There is very very little turn out - virtually none existent in winter as it is so wet and most places only do day turn out all year round. There are not many livery centres although I think north of the city is better but it is hard to get over as traffic to get over the river is always busy. It is also relatively expensive (compared to my area anyway!) and will probably be a minimum of around £40 - £50 a week for basic DIY. There isn't much hacking either! The best place to find livery is to post on some of the message boards and on the facebook area site.

They do do great hay up there though! Best I have ever seen and the only thing I miss!

The best place for competitions is Myerscough but it is ~ 30 mins or so away from the University down the A6. They do do livery there but I have no idea what it is like.

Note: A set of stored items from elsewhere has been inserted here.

Issue #1388, opened 2022-06-24
[MSA] Sensor configuration is incorrect


mikeferguson:
The sensor configuration in MSA was ported directly from ROS1, however that style doesn't work in ROS2 (like, literally, you can't create parameters in that form with ROS2, so the loader in ROS2 has been updated). The changes are:

 * "sensors" is expected to be a vector of strings (sensor names)
 * the sensor config then needs to be namespaced under the sensor name provided
 * all of the distance/padding parameters need to be floating point - not integer or string.
 * the readme should be updated to remove the notes about issues with the PerceptionWidget

An example of a working config versus what is currently exported is shown here: https://github.com/mikeferguson/ubr_reloaded/commit/45b9e52ac6ef04c9a0fd94f8a2d18956739a278f

mikeferguson:
I'm working on this in the background - should have a PR shortly

PR #1398, opened 2022-06-28
update format of msa sensors_3d config

mikeferguson:
### Description

This mostly handles https://github.com/ros-planning/moveit2/issues/1388 - it is still possible to enter an integer where a float is required (or to leave a field blank and end up with a string), but it's a big improvement over what we currently have

### Checklist

### DIFF
--- a/moveit_setup_assistant/moveit_setup_app_plugins/src/perception_config.cpp
+++ b/moveit_setup_assistant/moveit_setup_app_plugins/src/perception_config.cpp
@@ -89,19 +89,17 @@ std::vector<SensorParameters> PerceptionConfig::load3DSensorsYAML(const std::fil
     if (sensors_node && sensors_node.IsSequence())
     {
       // Loop over the sensors available in the file
-      for (const YAML::Node& sensor : sensors_node)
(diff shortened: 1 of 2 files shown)


moveit_setup_assistant/moveit_setup_app_plugins/src/perception_config.cpp
```diff
@@ -149,7 +147,10 @@ bool PerceptionConfig::GeneratedSensorConfig::writeYaml(YAML::Emitter& emitter)
 {
   emitter << YAML::BeginMap;
   emitter << YAML::Key << "sensors";
-  emitter << YAML::Value << YAML::BeginSeq;
+  emitter << YAML::BeginSeq;
+  emitter << YAML::Value << "default_sensor";
```
mikeferguson, line 151: this is not quite right - it doesn't work if no sensors are defined...

mikeferguson:
@DLu @vatanaksoytezer this isn't perfect - but at least it exports a working configuration (and more importantly, once you have a working configuration it preserves it and won't break the configuration if you update your stuff, as long as you only have a single source).

henningkayser (approved):
The changes look all good to me.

Maybe I just had bad luck finding somewhere up there though and you may find it much better.


----------



## Floxie (8 July 2015)

Sent you a PM with some info


----------



## Lyssie (8 July 2015)

Thanks for the information! I will look forward to the hay! Any specific yards to try?


----------



## Passionflower (2 September 2015)

Hi Lyssie, im in Lancaster! How far do you want to travel for livery? PM me and il give you as much info as possible! X


----------



## Toast (6 September 2015)

Im in Lancaster, yards are pretty sparse especially near the uni. I live over the other side of Lancaster though and can recommend a couple there! It depends how far you want to travel. My farrier is excellent, his name is James Newhouse. He's on facebook or if you want his telephone number feel free to pm me.


----------



## Frecklescharm (20 August 2016)

Hiya,

I realise this is an old thread but I'm in the same situation moving to Lancaster for uni in October and need somewhere for my pony. Could anyone help? I don't drive currently so need as close to the uni as possible! 

Thank you!


----------